The date ended quickly and I went home, heartbroken. She didn’t text me that evening. A day went by and still nothing.

I didn’t tell Natasha because I didn’t want her to know – I felt embarrassed that the first woman I liked didn’t like me back. It made me feel ugly and unwanted.

I felt guilty at first for potentially depriving Natasha, but buried the feeling.

And it turned out I shouldn’t have felt bad at all.

Eventually, a week later, I found out from other friends that Natasha and Sarah had started seeing each other. Neither had contacted me, in fact, they both cut me out.

Smartphone
I had been ghosted (Picture: Getty Images)

I was devastated. I hadn’t just lost a crush – a close friend had ghosted me, too.

I stopped going to those poetry nights and it took me a long time to start dating anyone again. Eventually, I met a woman around eight months later who was different to Sarah – she didn’t lie, was caring and put my feelings first.

I realised I had just been hurt by one bad apple; that I wasn’t unloveable.
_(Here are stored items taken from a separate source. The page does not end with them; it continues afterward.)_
PR #1072, opened 2022-02-04
ci: Attempt to make macOS builds more reliable

real-or-random:
The macOS CI tasks often error fail when doing `brew update` with
git fetch errors:
```
remote: fatal: packfile /data/repositories/b/nw/b6/07/5c/123272362/network.git/objects/pack/pack-2139bd07361b62a358e380a0e7d58ec35593d191.pack cannot be accessed
fatal: protocol error: bad pack header
Error: Fetching /usr/local/Homebrew/Library/Taps/homebrew/homebrew-core failed!
```
Superficially this seems to be a problem on the GitHub server because
the message shows a "remote" error. But it seems we're the only one in
the world running into this specific issue when doing `brew update`, so
it's more likely that the something else is the culprit, and this error
message is just a symptom.

This commit replaces `brew update` with a complete reinstallation of
brew. This is essentially a shot in the dark but it's worth a try, and
I doubt it's significantly more expensive. If that won't work, we may
consider simply retrying `brew update` a few times.

### DIFF
--- a/.cirrus.yml
+++ b/.cirrus.yml
@@ -135,7 +135,9 @@ task:
   ##   - rm /tmp/.com.apple.dt.CommandLineTools.installondemand.in-progress
   ##
   brew_valgrind_pre_script:
-    - brew update
+    # Reinstall brew. We could do `brew update` instead but that often fails.
+    - /bin/bash -c "$(curl -fsSL https://raw.githubusercontent.com/Homebrew/install/HEAD/uninstall.sh)"
+    - /bin/bash -c "$(curl -fsSL https://raw.githubusercontent.com/Homebrew/install/HEAD/install.sh)"
     - brew config
     - brew tap LouisBrunner/valgrind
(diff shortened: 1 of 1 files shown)


real-or-random:
Ok CI passed on first try, and this adds < 10 seconds to the macOS tasks. Let's re-run it. :P

real-or-random:
Ok, all three runs pass. I think it's worth the try and merge it.

jonasnick (commented):
ACK d9396a56da13df97827e193f636a7593fb4d7864

See issue https://github.com/cirruslabs/osx-images/issues/41#issuecomment-1025009317 for more context.

real-or-random:
Great, now  we don't even get proper error messages any more: https://cirrus-ci.com/task/6275416297046016?logs=brew_valgrind_pre#L126

I think we should use the script that Core uses: https://github.com/bitcoin/bitcoin/tree/master/ci/retry

PR #1074, opened 2022-02-08
 ci: Retry brew update a few times to avoid random failures

real-or-random:
Apparently #1072 didn't work out. I should have done this here directly.

Core vendors a script for retrying (https://github.com/bitcoin/bitcoin/tree/master/ci/retry) but I think that's overkill for us.


jonasnick (commented):
ACK e51ad3b737a2f12605d346cf9c0e7eaabf6a39ec

PR #1079, opened 2022-02-23
configure: Add hidden --enable-dev-mode to enable all the stuff

real-or-random:
Rework of #975, which I'm taking over with the permission of @elichai.

See commit messages for some more rationale.

### DIFF
--- a/build-aux/m4/bitcoin_secp.m4
+++ b/build-aux/m4/bitcoin_secp.m4
@@ -38,3 +38,16 @@ AC_DEFUN([SECP_TRY_APPEND_CFLAGS], [
   unset flag_works
   AC_SUBST($2)
 ])
+
+dnl SECP_SET_DEFAULT(VAR, default, default-dev-mode)
+dnl Set VAR to default or default-dev-mode, depending on whether dev mode is enabled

Far from it.

A month into my new relationship, I heard from Natasha – Sarah had cheated on her and was dating someone else. She apologised to me and we mended our friendship. But the whole situation made me more cautious about any kind of connection.

I was used by Sarah – but I made sure that I wasn’t ever going to be walked all over again, whether by a friend, or a potential love.

And that’s been the case ever since.